Stored records:
· · · ·
PR #109, opened 2020-07-03
Simulator file locks

SijWoo:
Locks have been added to the BSP C src files and python scripts.

**NOTE:** BSP_Strobelight.c and Strobelight.py are not using the config path variables for the file location. Need to fix that in separate branch and pull request.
· · · ·
TASK GOAL:
Transcribe the records in full, so that each line reads exactly as before.

COMPLETED EXERCISE:
PR #109, opened 2020-07-03
Simulator file locks

SijWoo:
Locks have been added to the BSP C src files and python scripts.

**NOTE:** BSP_Strobelight.c and Strobelight.py are not using the config path variables for the file location. Need to fix that in separate branch and pull request.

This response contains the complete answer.